Since 2014, the repayment percentage detailed in the VPAS and predecessor the PPRS averaged at around 7%, before skyrocketing to 19% in 2022 ahead of a government-agreed cap at 15%. The increase to 26.5% will deliver unexpected and difficult outcomes for the sector unless another cap can be agreed.

The ABPI is now calling for early and open talks with the government in the new year to thrash out the terms of a new settlement. The Department of Health and Social Care (DHSC) had not responded to the request at the time of writing.

"Following the pandemic, the existing system has been forced beyond breaking point and is now well outside anything seen elsewhere in the developed world," said ABPI chief executive, Richard Torbett.

"The life sciences industry has the potential to be the wind in the sails of a UK innovation-led recovery, but in the face of this storm risks blowing us backwards.

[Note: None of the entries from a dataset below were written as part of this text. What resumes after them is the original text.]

PR #658, opened 2019-05-21
Integrate travis ci

lzchen:
As per #402, we want to use TravisCI for our CI pipeline instead of CircleCI.

Currently it mimics the CI steps of CircleCI exactly except system tests and deployment.
In my opinion, we should get this merged and see if most builds pass the new CI. Then we can implement the deployment step once we see that it is stable and gradually phase out CircleCI.

Another point to note is TravisCI runs all Python environments separately so with the current config, the coverage data covers each env individually. I believe it is more worthwhile to get TravisCI implemented before spending time on researching how to get aggregated code coverage.

@c24t @reyang


tox.ini
```diff
@@ -0,0 +1,55 @@
...
+  py36-lint: flake8
+  py36-setup: docutils
+  py36-setup: pygments
+  py{27,34,35,36}-cover: coverage
+  py{27,34,35,36}-cover: pytest-cov
+  py36-docs: setuptools >= 36.4.0
+  py36-docs: sphinx >= 1.6.3
+
+commands = 
+  py{27,34,35,36}-unit: py.test --quiet --cov={envsitepackagesdir}/opencensus --cov=context --cov=contrib --cov-report= --cov-config=.coveragerc --cov-fail-under=97 tests/unit/ context/ contrib/
```
reyang: Instead of using the destination folder `{envsitepackagesdir}/opencensus`, can we use the source folder?
The reason for this asking is to avoid run coverage with packages that don't belong to this repo but still under `opencensus` namespace (e.g. opencensus-proto, which is being covered by the coverage report).

reyang:
Great to see this!
Could you describe how to run test locally with tox?

tox.ini
```diff
@@ -0,0 +1,55 @@
...
+  ; TODO: System tests
+  py36-lint: flake8 context/ contrib/ opencensus/ tests/ examples/
+  py36-setup: python setup.py check --restructuredtext --strict
+  ; TODO: aggregate coverage data
```
c24t: It seems fine to me not to aggregate the coverage. We probably want to know if tests don't have full coverage under a specific version of python.

We might have to annotate conditional imports to skip the check, but any other reason not to run coverage separately for each version?

.travis.yml
```diff
@@ -1,12 +1,16 @@
...
+  - '3.5'
   - '3.6'
 
 install:
-  - pip install --upgrade nox
+  - pip install tox-travis
 
 script:
-  - nox -f noxfile.py -s docs
+  # - nox -f noxfile.py -s docs
```
c24t: Please open a ticket or leave a TODO instead of the commented line for docs here.

.travis.yml
```diff
@@ -1,12 +1,16 @@
 language: python
 python:
+  - '2.7'
+  - '3.4'
+  - '3.5'
   - '3.6'
```
c24t: What's the story on 3.7 (and maybe [3.8!](https://docs.python.org/3.8/whatsnew/3.8.html)) support on travis?

lzchen: 3.7 will be supported in another ticket. This one is simply just to introduce the migration to travis CI.

lzchen:
How to run test locally (as per @reyang )
1. Install tox: pip install --upgrade tox
2. Install all versions of python that are supported (currently 2.7, 3.4,3.5 and 3.6)
3. Run "tox -e py{27,34,35,36}-unit" to run all unit tests

tox.ini
lzchen: I am okay with not aggregating the coverage. Specific version coverage seems more important at the moment :)

tox.ini
lzchen: This is a good point. I will change this to use {envdir} instead to point to the exact source folder in the virtual environment

lzchen: This is a good point. I will use {envdir} instead to point to the virtual environment source directory instead.

.travis.yml
lzchen: Docs step is already included. Removing comment.

lzchen:
Seems like the circle ci status isn't being reflected in Github.
It might be due to protection settings for the master branch?
https://circleci.com/docs/2.0/workflows-waiting-status/

@c24t 
@reyang

reyang:
Would you try to remove the circle ci from your fork and see if it mitigates the problem?

image

reyang:
This PR has been superseded by #662.

PR #659, opened 2019-05-23
Use httplib's host property instead of urllib3's _dns_host

tpyo:
The httplib extension references `_dns_host` which is typically used with urllib3, not httplib.  This means `HTTPConnection` mixins that do not implement a `_dns_host` property will fail with an `AttributeError` (encountered this with [boto](https://github.com/boto/botocore/blob/14e0eab5c1e4aec437c3e558e6899de00fd5e98e/botocore/awsrequest.py#L98)).  

From the [urllib3 source code](https://github.com/urllib3/urllib3/blob/master/src/urllib3/connection.py#L137-L144):
> We assume that only urllib3 uses the `_dns_host` attribute; httplib itself only uses `host`, and it seems reasonable that other libraries follow suit.

The urllib3 implementation provides [getters and setters](https://github.com/urllib3/urllib3/blob/master/src/urllib3/connection.py#L117-L144) for `host` that use `_dns_host`, so switching to `host` should have no effect on working integrations.


reyang:
Thanks for your contribution @tpyo!

PR #661, opened 2019-05-23
Test Circle CI trigger

reyang:
It is strange that @lzchen's PR won't trigger Circle CI.
Trying to send the same change from my own fork and see if it works.


reyang:
@lzchen this one seems to be working.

Next year we must start again with a clean sheet of paper to agree on what an internationally competitive scheme looks like."

Concerns have also been voiced by the British Generic Manufacturers Association (BGMA), which represents companies selling off-patent drugs, which said the increase in VPAS tax will make some products lossmaking.

"The NHS runs on generic and biosimilar medicines, with four out of five prescriptions being filled by off-patent products," said the BGMA's CEO Mark Samuels. "Despite the UK’s competitive market already delivering the lowest prices in Europe, regulation means branded generics and biosimilars are subsumed into the VPAS scheme."

He continued: "It means manufacturers suffer a double-whammy – competition reduces prices by up to 90%, plus a now 26.5% VPAS tax on top. This situation is not economically sustainable."